Benedict of Nursia (480-547, Italy) was "driven" into the "desert" to live to pray, by the chaos and decay of the "dark night of history" which immediately followed the disintegration of the Roman Empire.  He is now credited with bringing necessary and biblical order to the Church's contemplative (prayer) movement, as it then was.  Below are some choice excerpts from the 73 precepts which he wrote by way of his "Rule"...a guidebook, if you will, for prayer houses.  Notice the seamless connection between spiritual and practical concerns; Heaven indeed touching earth!  Benedict's "Rule" is still inspirational and is consulted by hundreds of prayer houses all over the world today.  It is foundational (Eph 2) for them and therefore, by definition, "apostolic"!


"What page or phrase of divine authority of the Old and New Testament is not the straightest norm for a human life?"


"Let us realise that we shall be heard not in much speaking, but in purity of heart, in compunction (repentance) and tears.  And that is why a prayer should be brief and pure, unless perhaps it be prolonged by an inspiration of divine grace."
"He (who) wishes to pray more secretly by himself, let him in all simplicity go in and pray, not with a loud voice but with tears and an attentive heart."
"Let the oratory (place of prayer) be what it is called, and let nothing else be done or stored there.  When the work of God (prayer) is finished, let all go out with the deepest silence, and let reverence be shown to God."


"Guard against evil desires, because death has his station near the entrance of pleasure."
"As there is a harsh and evil zeal which separates from God and leads to hell, so there is a virtuous zeal which separates from vice and leads to God and life everlasting."

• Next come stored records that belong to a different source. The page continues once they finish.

PR #1315, opened 2023-10-11
Record new graph data even when no graph is drawn.

Explorer09:
Fixes a regression caused by 74b28849c4ee7234aa6018667ff6c8c9a6b41273.

When a graph meter is too narrow to draw the graph, but the graph data buffer is allocated, the meter should keep recording new values.

### DIFF
--- a/Meter.c
+++ b/Meter.c
@@ -10,6 +10,7 @@ in the source distribution for its full text.
 #include "Meter.h"
 
 #include <assert.h>
+#include <limits.h>
 #include <math.h>
 #include <stdio.h>
 #include <stdlib.h>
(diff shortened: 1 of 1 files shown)


Meter.c
```diff
@@ -308,10 +308,8 @@ static void GraphMeterMode_draw(Meter* this, int x, int y, int w) {
       memset(data->values, 0, (data->nValues - oldNValues) * sizeof(*data->values));
    }
    const size_t nValues = data->nValues;
-   if ((size_t)w * 2 > nValues) {
-      x += w - nValues / 2;
-      w = nValues / 2;
-   }
+   if (nValues <= 0)
+      return;
```
BenBE, line 312: `size_t nValues` cannot be less than 0; only equal … I'd prefer `nValues < 1` for clarity instead.

Meter.c
```diff
@@ -325,6 +323,13 @@ static void GraphMeterMode_draw(Meter* this, int x, int y, int w) {
       data->values[nValues - 1] = sumPositiveValues(this->values, this->curItems);
    }
 
+   if (w <= 0)
+      return;
+   if ((size_t)w > nValues / 2) {
+      x += w - nValues / 2;
+      w = nValues / 2;
+   }
+
```
BenBE, line 332: Just some more space for the code to breathe … ;-)

```suggestion
   if (w <= 0)
      return;

   if ((size_t)w > nValues / 2) {
      x += w - nValues / 2;
      w = nValues / 2;
   }

```

Meter.c
```diff
@@ -308,10 +308,8 @@ static void GraphMeterMode_draw(Meter* this, int x, int y, int w) {
       memset(data->values, 0, (data->nValues - oldNValues) * sizeof(*data->values));
    }
    const size_t nValues = data->nValues;
```
BenBE, line 310:
```suggestion
   }

   const size_t nValues = data->nValues;
```

BenBE (commented):
Just some minor code style suggestions.

BenBE (approved):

"Let the Abbot (leader) know that whatever lack of profit the Master of the house shall find in the sheep, will be laid to the blame of the shepherd."
"In his corrections, let him (Abbot) act with prudence and not go to extremes, lest, while he aims to remove the rust too thoroughly, the vessel be broken.  Let him always keep his own frailty in mind."
"Let him (Abbot) not be fussy or over-anxious, exacting, or headstrong; let him not be jealous or suspicious, because he will never have rest."